(Items listed in a dataset)

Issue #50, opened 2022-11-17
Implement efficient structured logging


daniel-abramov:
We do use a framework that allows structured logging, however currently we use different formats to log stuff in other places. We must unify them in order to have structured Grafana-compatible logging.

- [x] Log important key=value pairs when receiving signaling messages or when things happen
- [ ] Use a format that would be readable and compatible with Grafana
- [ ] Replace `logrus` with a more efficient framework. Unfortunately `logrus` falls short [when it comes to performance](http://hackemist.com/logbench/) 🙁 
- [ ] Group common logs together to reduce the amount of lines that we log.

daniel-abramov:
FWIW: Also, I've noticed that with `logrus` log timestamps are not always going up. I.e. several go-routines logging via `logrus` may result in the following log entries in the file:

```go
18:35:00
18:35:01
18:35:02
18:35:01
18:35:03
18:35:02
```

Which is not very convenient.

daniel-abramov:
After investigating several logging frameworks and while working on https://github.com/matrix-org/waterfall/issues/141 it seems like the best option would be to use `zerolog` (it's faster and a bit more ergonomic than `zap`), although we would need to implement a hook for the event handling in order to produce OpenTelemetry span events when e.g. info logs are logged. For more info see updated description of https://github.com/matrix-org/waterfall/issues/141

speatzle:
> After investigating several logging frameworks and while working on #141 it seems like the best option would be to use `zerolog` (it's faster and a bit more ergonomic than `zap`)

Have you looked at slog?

## TASK BRIEF:
Could every entry be given again exactly, with no line skipped?

## ANSWER SPACE:
Issue #50, opened 2022-11-17
Implement efficient structured logging


daniel-abramov:
We do use a framework that allows structured logging, however currently we use different formats to log stuff in other places. We must unify them in order to have structured Grafana-compatible logging.

- [x] Log important key=value pairs when receiving signaling messages or when things happen
- [ ] Use a format that would be readable and compatible with Grafana
- [ ] Replace `logrus` with a more efficient framework. Unfortunately `logrus` falls short [when it comes to performance](http://hackemist.com/logbench/) 🙁 
- [ ] Group common logs together to reduce the amount of lines that we log.

daniel-abramov:
FWIW: Also, I've noticed that with `logrus` log timestamps are not always going up. I.e. several go-routines logging via `logrus` may result in the following log entries in the file:

```go
18:35:00
18:35:01
18:35:02
18:35:01
18:35:03
18:35:02
```

Which is not very convenient.

daniel-abramov:
After investigating several logging frameworks and while working on https://github.com/matrix-org/waterfall/issues/141 it seems like the best option would be to use `zerolog` (it's faster and a bit more ergonomic than `zap`), although we would need to implement a hook for the event handling in order to produce OpenTelemetry span events when e.g. info logs are logged. For more info see updated description of https://github.com/matrix-org/waterfall/issues/141

speatzle:
> After investigating several logging frameworks and while working on #141 it seems like the best option would be to use `zerolog` (it's faster and a bit more ergonomic than `zap`)

Have you looked at slog?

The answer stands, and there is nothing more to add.